Lateral Dynamic Performance of High-Temperature Superconducting Pinning Maglev Vehicle Driven by Electrodynamic Wheel at Medium and Low Speed

High-temperature superconducting (HTS) pinning Maglev has the advantages of self-stationarity, low noise, and resistance. This technology can be applied in urban rail transit, such as straddle-type monorail vehicles. Due to the limited space for placing the drive device above the track, electrodynamic wheel (EDW) drive can be applied effectively utilizing the ample space on both sides of the track, realizing contactless drive. In this article, the lateral dynamic performance of an HTS pinning Maglev vehicle driven by EDW is analyzed. Initially, two-dimensional transient simulations under various rotational speeds of the EDW are conducted. The influence of different working air gaps on the device's normal force and propulsion force is analyzed.
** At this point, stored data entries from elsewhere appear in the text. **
PR #819, opened 2020-02-17
[IOTDB-496]An extra line in CLI when the result is empty

dynamicDr:


client/src/main/java/org/apache/iotdb/client/AbstractClient.java
```diff
@@ -607,13 +612,16 @@ private static void executeQuery(IoTDBConnection connection, String cmd) {
   }
 
   private static void output(List<List<String>> lists, List<Integer> maxSizeList) {
-    printBlockLine(maxSizeList);
-    printRow(lists, 0, maxSizeList);
-    printBlockLine(maxSizeList);
-    for (int i = 1; i < lists.get(0).size(); i++) {
-      printRow(lists, i, maxSizeList);
+    int size = lists.get(0).size();
```
qiaojialin: Hi, please print the table header information if it's an empty set.

PR #1392, opened 2020-06-20
[IOTDB-777]Missing dot between deviceId and sensorId in chunkMetadaCache

jack870131:
Issue description: https://issues.apache.org/jira/browse/IOTDB-777

In ChunkMetadataCache, key of this map LRULinkedHashMap<AccountableString, List<ChunkMetadata>> lruCache should be "file path dot deviceId dot sensorId", which the key of chunkMetadataCache was missing the separator between deviceId and sensorId.


Alima777:
Hi, you have to modify the write and read process of this cache together. What you modify is just the read process, in this way, you can not get any ChunkMetaData from this cache.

Subsequently, a dynamic model of HTS pinning Maglev vehicle with EDW is established. EDW's influence on the lateral dynamic performance of HTS pinning Maglev vehicle is analyzed, and the lateral dynamic performance of the vehicle at various speeds is simulated. The results show that the HTS pinning Maglev vehicle driven by EDW has good lateral dynamic performance in the low and medium speed range, and EDW can effectively improve the lateral stationarity of HTS pinning Maglev vehicle. This article can provide a new driving mode for HTS pinning Maglev vehicle and reference for improving and optimizing the existing medium and low speed straddle-type monorail vehicles with HTS Maglev technology.